SOURCE DATA:
== Segment start ==

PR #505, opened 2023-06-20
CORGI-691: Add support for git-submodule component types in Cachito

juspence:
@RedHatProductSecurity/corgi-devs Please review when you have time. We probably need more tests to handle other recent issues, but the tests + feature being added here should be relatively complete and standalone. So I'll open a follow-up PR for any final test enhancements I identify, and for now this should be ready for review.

== Segment end ==

EXERCISE:
All of the material must be written out again exactly.

THE ANSWER:
PR #505, opened 2023-06-20
CORGI-691: Add support for git-submodule component types in Cachito

juspence:
@RedHatProductSecurity/corgi-devs Please review when you have time. We probably need more tests to handle other recent issues, but the tests + feature being added here should be relatively complete and standalone. So I'll open a follow-up PR for any final test enhancements I identify, and for now this should be ready for review.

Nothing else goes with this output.